(Supplied entries)

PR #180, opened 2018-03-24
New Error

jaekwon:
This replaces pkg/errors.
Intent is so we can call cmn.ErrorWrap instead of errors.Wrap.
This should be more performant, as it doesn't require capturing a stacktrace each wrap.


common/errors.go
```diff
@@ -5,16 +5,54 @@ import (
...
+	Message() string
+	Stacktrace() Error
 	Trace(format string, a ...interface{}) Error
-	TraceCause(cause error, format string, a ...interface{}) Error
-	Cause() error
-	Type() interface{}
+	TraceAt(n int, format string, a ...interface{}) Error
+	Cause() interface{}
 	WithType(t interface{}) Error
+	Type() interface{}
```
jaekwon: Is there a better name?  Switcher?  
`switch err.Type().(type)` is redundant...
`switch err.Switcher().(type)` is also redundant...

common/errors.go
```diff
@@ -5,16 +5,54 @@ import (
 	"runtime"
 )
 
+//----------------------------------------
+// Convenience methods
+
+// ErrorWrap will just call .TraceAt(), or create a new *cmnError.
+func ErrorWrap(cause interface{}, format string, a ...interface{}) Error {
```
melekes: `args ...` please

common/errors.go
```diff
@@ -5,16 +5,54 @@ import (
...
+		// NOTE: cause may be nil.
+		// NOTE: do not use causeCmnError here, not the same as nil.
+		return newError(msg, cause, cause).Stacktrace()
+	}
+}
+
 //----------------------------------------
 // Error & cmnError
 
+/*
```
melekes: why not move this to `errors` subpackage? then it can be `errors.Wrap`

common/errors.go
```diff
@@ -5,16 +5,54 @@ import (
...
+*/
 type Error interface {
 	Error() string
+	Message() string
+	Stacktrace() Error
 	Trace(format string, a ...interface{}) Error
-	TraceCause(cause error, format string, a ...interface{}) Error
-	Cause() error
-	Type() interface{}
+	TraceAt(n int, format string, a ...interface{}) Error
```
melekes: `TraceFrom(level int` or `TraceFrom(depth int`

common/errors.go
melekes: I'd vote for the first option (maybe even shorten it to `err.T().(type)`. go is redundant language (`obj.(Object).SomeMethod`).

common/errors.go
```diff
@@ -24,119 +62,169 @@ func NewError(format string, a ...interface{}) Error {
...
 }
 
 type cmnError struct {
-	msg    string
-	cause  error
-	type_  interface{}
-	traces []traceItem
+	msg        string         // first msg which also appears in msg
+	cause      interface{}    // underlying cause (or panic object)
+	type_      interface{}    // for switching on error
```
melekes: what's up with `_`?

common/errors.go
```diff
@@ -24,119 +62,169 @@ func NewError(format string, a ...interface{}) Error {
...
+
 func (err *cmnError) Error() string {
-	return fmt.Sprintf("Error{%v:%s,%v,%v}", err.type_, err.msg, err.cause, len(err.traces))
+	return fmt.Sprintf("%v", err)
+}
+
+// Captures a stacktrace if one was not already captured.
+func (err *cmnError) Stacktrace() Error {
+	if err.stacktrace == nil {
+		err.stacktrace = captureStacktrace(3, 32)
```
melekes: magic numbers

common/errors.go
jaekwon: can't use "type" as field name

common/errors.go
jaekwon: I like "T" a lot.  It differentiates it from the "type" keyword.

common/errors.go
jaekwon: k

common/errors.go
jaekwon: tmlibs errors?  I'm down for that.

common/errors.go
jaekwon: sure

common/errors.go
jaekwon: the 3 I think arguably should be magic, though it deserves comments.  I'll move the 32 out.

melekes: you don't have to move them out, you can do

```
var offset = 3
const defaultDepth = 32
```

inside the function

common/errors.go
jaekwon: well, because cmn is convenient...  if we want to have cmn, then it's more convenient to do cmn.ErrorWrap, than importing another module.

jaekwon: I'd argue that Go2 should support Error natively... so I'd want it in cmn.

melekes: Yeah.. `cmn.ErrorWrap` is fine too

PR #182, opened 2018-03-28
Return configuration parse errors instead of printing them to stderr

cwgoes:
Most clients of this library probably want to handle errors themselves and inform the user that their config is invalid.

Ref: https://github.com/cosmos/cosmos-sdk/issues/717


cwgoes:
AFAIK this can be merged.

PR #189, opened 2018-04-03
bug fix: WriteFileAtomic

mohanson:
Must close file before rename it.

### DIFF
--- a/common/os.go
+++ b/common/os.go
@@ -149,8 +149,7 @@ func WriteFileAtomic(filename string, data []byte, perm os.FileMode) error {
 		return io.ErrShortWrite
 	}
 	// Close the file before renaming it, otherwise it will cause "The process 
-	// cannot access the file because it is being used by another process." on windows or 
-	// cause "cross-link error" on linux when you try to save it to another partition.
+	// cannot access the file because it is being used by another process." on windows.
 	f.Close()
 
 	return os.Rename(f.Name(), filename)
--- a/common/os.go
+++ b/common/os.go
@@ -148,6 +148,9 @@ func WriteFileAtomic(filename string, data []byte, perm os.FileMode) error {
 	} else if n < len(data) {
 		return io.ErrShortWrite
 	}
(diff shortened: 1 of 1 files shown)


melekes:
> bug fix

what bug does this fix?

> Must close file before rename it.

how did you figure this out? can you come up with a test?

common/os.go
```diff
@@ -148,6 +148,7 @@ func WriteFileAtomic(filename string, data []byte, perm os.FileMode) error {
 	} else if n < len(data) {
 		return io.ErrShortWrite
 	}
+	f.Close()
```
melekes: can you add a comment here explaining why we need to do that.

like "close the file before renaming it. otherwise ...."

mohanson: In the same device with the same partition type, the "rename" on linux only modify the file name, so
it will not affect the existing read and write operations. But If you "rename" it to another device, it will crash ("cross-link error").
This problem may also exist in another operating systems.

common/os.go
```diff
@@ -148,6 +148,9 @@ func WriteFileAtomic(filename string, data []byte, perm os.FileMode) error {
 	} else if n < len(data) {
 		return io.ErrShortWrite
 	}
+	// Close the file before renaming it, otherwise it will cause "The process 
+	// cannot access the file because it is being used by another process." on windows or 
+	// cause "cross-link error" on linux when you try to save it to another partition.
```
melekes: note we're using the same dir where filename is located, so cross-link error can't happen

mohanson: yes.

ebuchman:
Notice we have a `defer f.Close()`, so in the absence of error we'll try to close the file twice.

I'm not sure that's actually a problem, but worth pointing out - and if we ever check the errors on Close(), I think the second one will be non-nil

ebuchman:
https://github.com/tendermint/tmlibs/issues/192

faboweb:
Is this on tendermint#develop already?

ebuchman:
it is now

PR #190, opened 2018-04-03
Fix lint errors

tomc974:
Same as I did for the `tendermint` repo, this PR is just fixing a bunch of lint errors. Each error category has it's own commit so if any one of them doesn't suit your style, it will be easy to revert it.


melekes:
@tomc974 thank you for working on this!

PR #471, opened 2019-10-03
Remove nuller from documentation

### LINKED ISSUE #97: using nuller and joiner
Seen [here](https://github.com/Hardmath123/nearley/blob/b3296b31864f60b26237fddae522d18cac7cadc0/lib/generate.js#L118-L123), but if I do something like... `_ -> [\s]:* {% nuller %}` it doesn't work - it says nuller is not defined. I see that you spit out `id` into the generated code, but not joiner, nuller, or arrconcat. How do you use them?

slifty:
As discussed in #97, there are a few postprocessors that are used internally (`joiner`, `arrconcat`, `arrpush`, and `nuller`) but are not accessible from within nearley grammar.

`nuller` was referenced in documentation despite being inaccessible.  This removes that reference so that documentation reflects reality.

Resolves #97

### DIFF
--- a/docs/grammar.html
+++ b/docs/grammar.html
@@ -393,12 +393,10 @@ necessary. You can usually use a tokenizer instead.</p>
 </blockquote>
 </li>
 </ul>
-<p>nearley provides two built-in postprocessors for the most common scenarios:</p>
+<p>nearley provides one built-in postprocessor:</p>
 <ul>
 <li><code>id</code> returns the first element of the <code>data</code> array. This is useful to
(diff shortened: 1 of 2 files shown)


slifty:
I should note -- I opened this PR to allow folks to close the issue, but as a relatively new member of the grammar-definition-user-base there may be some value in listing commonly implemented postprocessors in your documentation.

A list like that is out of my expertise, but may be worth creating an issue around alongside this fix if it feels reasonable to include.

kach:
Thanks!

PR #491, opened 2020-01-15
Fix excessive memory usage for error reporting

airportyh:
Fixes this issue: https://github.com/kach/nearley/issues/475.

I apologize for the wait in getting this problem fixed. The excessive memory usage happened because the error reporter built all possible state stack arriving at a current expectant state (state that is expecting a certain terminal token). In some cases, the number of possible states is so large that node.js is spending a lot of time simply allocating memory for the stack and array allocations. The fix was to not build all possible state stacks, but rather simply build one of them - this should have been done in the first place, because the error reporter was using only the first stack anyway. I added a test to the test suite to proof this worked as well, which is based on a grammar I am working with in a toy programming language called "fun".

(End Supplied entries)

> **Assignment**
Report the number of lines of the listing above that hold the string "otherwise", with no other text.

> **Response below**
3